The Tivoweb module may not be installed, set to self start or just have a problem.

I would worry about that once you have your set top box control working.

Several threads here on Freeview boxes that work well but if you have a Humax recorder version I would at least get it working first with that.

Most Humax boxes are supported by Tivo.

Automan.


----------



## Trinitron (Jan 20, 2003)

The only thing to watch out for with the Humax is that Tivo can only record what it 'sees' through the Scart cable. So if you are playing something back from the Humax while Tivo is recording a live broadcast you may find Tivo recording the playback instead!
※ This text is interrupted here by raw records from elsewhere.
PR #8177, opened 2023-02-09
feat(pageable-artworks): Add ability to swipe between artwork screens within collections

damassi:
This PR resolves [MOPLAT-600]

> ⚠️ Still need to add some tests, but looking for an initial review beforehand!

### Description

This adds the ability to swipe between artworks that are present within various contexts such as rails and grids. I've gone through and updated all the obvious surfaces to support this but Eigen is large so likely something was missed somewhere. We can surface it with some QA. 

https://user-images.githubusercontent.com/236943/218222383-f65ac649-a17d-47d9-ae7b-bc3d2dcf9bec.mp4

It's easy to add a pageable-enabled screen (which can, in the future, be extended to support other _types_ of screens such as swiping between artists, etc): 

```tsx
const SomeCollection = ({ artworks }) => {
  const { enablePageableArtworks } = usePageableArtworks({ artworks }) 
  
  return (
    <>
      {artworks.map(artwork => {
        return <Artwork onPress={enablePageableArtworks} />
      })}
    </>
  )
}
```

Thanks to @dimatretyak for providing the initial swipeable screen implementation which has been brought over from Energy and lightly extended to support Eigen's environment. 

See inline comments for a walk through on how it works. 

cc @artsy/mobile-platform 

TODO: 
- [ ] Add some tests 
- [ ] Investigate weird pixelated placeholders

### PR Checklist

### To the reviewers 👀

- Added ability to swipe between artworks in various collections 

#### iOS user-facing changes

-

-

#### Dev changes

-

</details>

[MOPLAT-600]: https://artsyproduct.atlassian.net/browse/MOPLAT-600?atlOrigin=eyJpIjoiNWRkNTljNzYxNjVmNDY3MDlhMDU5Y2ZhYzA5YTRkZjUiLCJwIjoiZ2l0aHViLWNvbS1KU1cifQ


src/app/Components/ArtworkGrids/ArtworkGridItem.tsx
```diff
@@ -33,7 +34,7 @@ import { LotProgressBar } from "./LotProgressBar"
 
 const SAVE_ICON_SIZE = 22
 
-export interface ArtworkProps {
+export interface ArtworkProps extends PageableArtworksEvents {
```
damassi, line 37: If we need to extend an existing component with an pageable click event can import this

src/app/Components/ArtworkGrids/ArtworkGridItem.tsx
```diff
@@ -163,11 +165,14 @@ export const Artwork: React.FC<ArtworkProps> = ({
 
   const handleTap = () => {
     if (onPress) {
-      return onPress(artwork.slug)
+      onEnablePageableArtworks?.()
```
damassi, line 168: Which then allows us to mix it in with different click handlers

src/app/Components/ArtworkRail/ArtworkRail.tsx
```diff
@@ -65,6 +68,7 @@ export const ArtworkRail: React.FC<ArtworkRailProps> = ({
           hidePartnerName
           hideArtistName={hideArtistName}
           onPress={() => {
+            enablePageableArtworks()
```
damassi, line 71: Or if the click handler is already defined external to the component, can just invoke the enable function

src/app/Components/PageableScreensView/PageableLazyScreen.tsx
```diff
@@ -0,0 +1,26 @@
+import { PageableScreenEntity } from "app/Components/PageableScreensView/PageableScreensContext"
```
damassi, line 1: The following `PageableScreensView` code has been pulled from Energy (but renamed from Scrollable to Pageable to better reflect the underlying concept / lib ("pages", `react-native-pageable`)

src/app/Scenes/Sale/Components/SaleArtworkList.tsx
```diff
@@ -77,6 +81,7 @@ export const SaleArtworkListContainer = createFragmentContainer(SaleArtworkList,
       edges {
         node {
           id
+          slug
```
damassi, line 84: `usePageableArtworks` expects `artworks` that contain `slugs`, so a few spots had to be updated.

src/app/routes.ts
```diff
@@ -8,102 +8,6 @@ import { parse as parseQueryString } from "query-string"
 import { Platform } from "react-native"
 import { GraphQLTaggedNode } from "relay-runtime"
 
-export function matchRoute(
```
damassi, line 11: I just moved all of this less-critical stuff to the bottom, after the route list

src/app/store/GlobalStoreModel.ts
```diff
@@ -36,20 +37,21 @@ interface GlobalStoreStateModel {
...
+  artworkSubmission: SubmissionModel
+  auth: AuthModel
   bottomTabs: BottomTabsModel
-  search: SearchModel
+  devicePrefs: DevicePrefsModel
   myCollection: MyCollectionModel
-  auth: AuthModel
-  toast: ToastModel
+  native: NativeModel
+  pageable: PageableModel
```
damassi, line 47: Only addition; the rest is alpha

src/app/system/navigation/BackButton.tsx
```diff
@@ -21,6 +23,12 @@ export const BackButton: React.FC<{
       }).start()
     }
   }, [show])
+
+  const handleBackButtonPress = () => {
+    GlobalStore.actions.pageable.resetPageableSlugs()
```
damassi, line 28: On back, reset the slugs. There might be other back button locations? I covered the obvious spots.

src/app/utils/usePageableArtworks.tsx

As for Tivoweb, now you have telnet working try this:

telnet 192.168.1.200
<wait for prompt>
Type *cd /var/hack* and enter [note the space between cd and /var]
Type *ls* and enter

That should bring up a list of filenames. If you have *tivoweb-tcl* or *tivowebplus* listed we can move on from there...


----------



## jonmon (Jan 19, 2010)

Thanks for info
I have connected up the humax and it did not change channels. I hope the ir blaster cable works I have set it up to use that. it is two in one cable I dont know if that makes a difference?

I thought I might get this

http://cgi.ebay.co.uk/THOMSON-FREEV...pt=UK_ConEle_SatCableFreeview_RL#ht_911wt_913

This should defiantly work shouldn't it?

thanks


----------



## Automan (Oct 29, 2000)

I would not bet on it...

http://www.tivocommunity.com/tivo-vb/showthread.php?t=442506 suggests a couple that are known to work.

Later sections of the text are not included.